En medio de ese proceso involutivo, resultado de una nueva vuelta de tuerca en la economía política “ordoliberal” de la UE, pudimos comprobar cómo en el caso griego instituciones como el Banco Central Europeo se erigieron en verdaderos representantes de los intereses de la oligarquía financiera transnacional frente al rechazo que a las políticas austeritarias expresó el pueblo de ese país en el referéndum de julio de 2015 (Ramírez, 2015).
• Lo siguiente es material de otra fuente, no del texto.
PR #1249, opened 2020-04-26
Update basevotes

Accelerator74:
When a player leaves during a voteban, he will be banned anyway. Also added a cvar with a ban time setting.

### DIFF
--- a/plugins/basevotes.sp
+++ b/plugins/basevotes.sp
@@ -109,7 +109,7 @@ public void OnPluginStart()
 	g_Cvar_Limits[0] = CreateConVar("sm_vote_map", "0.60", "percent required for successful map vote.", 0, true, 0.05, true, 1.0);
 	g_Cvar_Limits[1] = CreateConVar("sm_vote_kick", "0.60", "percent required for successful kick vote.", 0, true, 0.05, true, 1.0);	
 	g_Cvar_Limits[2] = CreateConVar("sm_vote_ban", "0.60", "percent required for successful ban vote.", 0, true, 0.05, true, 1.0);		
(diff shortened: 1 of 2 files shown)


crashzk:
This could be done in the Mute, Gag & Silence polls. I believe you must have the same problem right? If the player leaves the game during the vote, he is not punished.

asherkin:
> This could be done in the Mute, Gag & Silence polls. I believe you must have the same problem right? If the player leaves the game during the vote, he is not punished.

A player could re-join after any of those to have the effect removed anyway - that is where `voteban` is different.

plugins/basevotes.sp
```diff
@@ -108,6 +109,7 @@ public void OnPluginStart()
 	g_Cvar_Limits[0] = CreateConVar("sm_vote_map", "0.60", "percent required for successful map vote.", 0, true, 0.05, true, 1.0);
 	g_Cvar_Limits[1] = CreateConVar("sm_vote_kick", "0.60", "percent required for successful kick vote.", 0, true, 0.05, true, 1.0);	
 	g_Cvar_Limits[2] = CreateConVar("sm_vote_ban", "0.60", "percent required for successful ban vote.", 0, true, 0.05, true, 1.0);		
+	g_Cvar_Voteban = CreateConVar("sm_voteban_time", "30", "time ban in minutes for successful ban vote.", 0, true, 0.0);
```
Headline, line 112: this can probably be better described as "length of ban in minutes"

Accelerator74: For me it works at normally :)

Accelerator74:
> Just one small comment inline
> 
> Has this been tested?

For me it works at normally :)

Llegados a este punto, sería ingenuo confiar en un proceso de democratización de la UE. Si desde sus inicios ésta ya no era democrática, a partir de 2008 se caracteriza por un sistema de gobernanza abiertamente oligárquico, en el que solo cabe observar tensiones entrecruzadas entre los Estados miembros –con una polarización relativa entre “centro” y “periferias”, o sea, entre representantes de acreedores y deudores– y, a su vez, de cada uno de ellos con las instituciones supraestatales –con el protagonismo creciente del Banco Central Europeo como órgano de vigilancia presupuestaria sobre los gobiernos-, unos y otras bajo la influencia creciente de un capital financiero transnacionalizado. Tenemos ejemplos de estos intentos de salir del impasse actual en propuestas como el Informe de los 5 Presidentes, conocido como “Informe Juncker” (Albarracín, 2016), el cual aspiraría a otorgar mayores competencias a las instituciones supraestatales frente al peso considerado excesivo de los Estados miembros, mientras que desde Alemania se apuntaría en sentido contrario. En cualquier caso, el miedo a la democracia y el rechazo a la “otredad” (inmigrante “irregular”, refugiado/a, musulmán/a…) les une a todos ellos.

Frente a este sombrío panorama no se trata de renunciar a “otra Europa”, pero ésta tendrá que surgir de la reivindicación de los distintos demoi sin exclusiones que la forman de su soberanía, de su derecho a decidir frente al despotismo oligárquico institucionalizado. Porque “una Europa democrática no es la expresión de un demos abstracto: es una Europa en la cual abundan las luchas populares y obstaculizan la confiscación del poder de decisión” (Balibar, 2014).

NOTAS

Albarracín, D. (2016), “¿La refundación de Europa? El informe de los cinco presidentes”, Viento Sur, 144, pp. 69-78.

Balibar, E. (2014), “Para acabar con la unión de los tecnócratas y los banqueros. Un nuevo aliento, pero ¿para qué Europa”, Le Monde Diplomatique en español, 221, pp. 18-19.

Müller, J-W (2012), “¿Más allá de la democracia militante?”, New Left Review, 73, pp. 33-41.

Offe, C. (2000), “Democracia y Estado del bienestar: un régimen europeo bajo la tensión de la integración europea”, Zona Abierta, 92/93, pp. 243-284.

Ramírez, A. (2015), “Cuando el Banco Central se convierte en el peor enemigo de la democracia y los derechos sociales: anatomía de un instrumento de intimidación ‘monetaria”, sinpermiso, 19/07.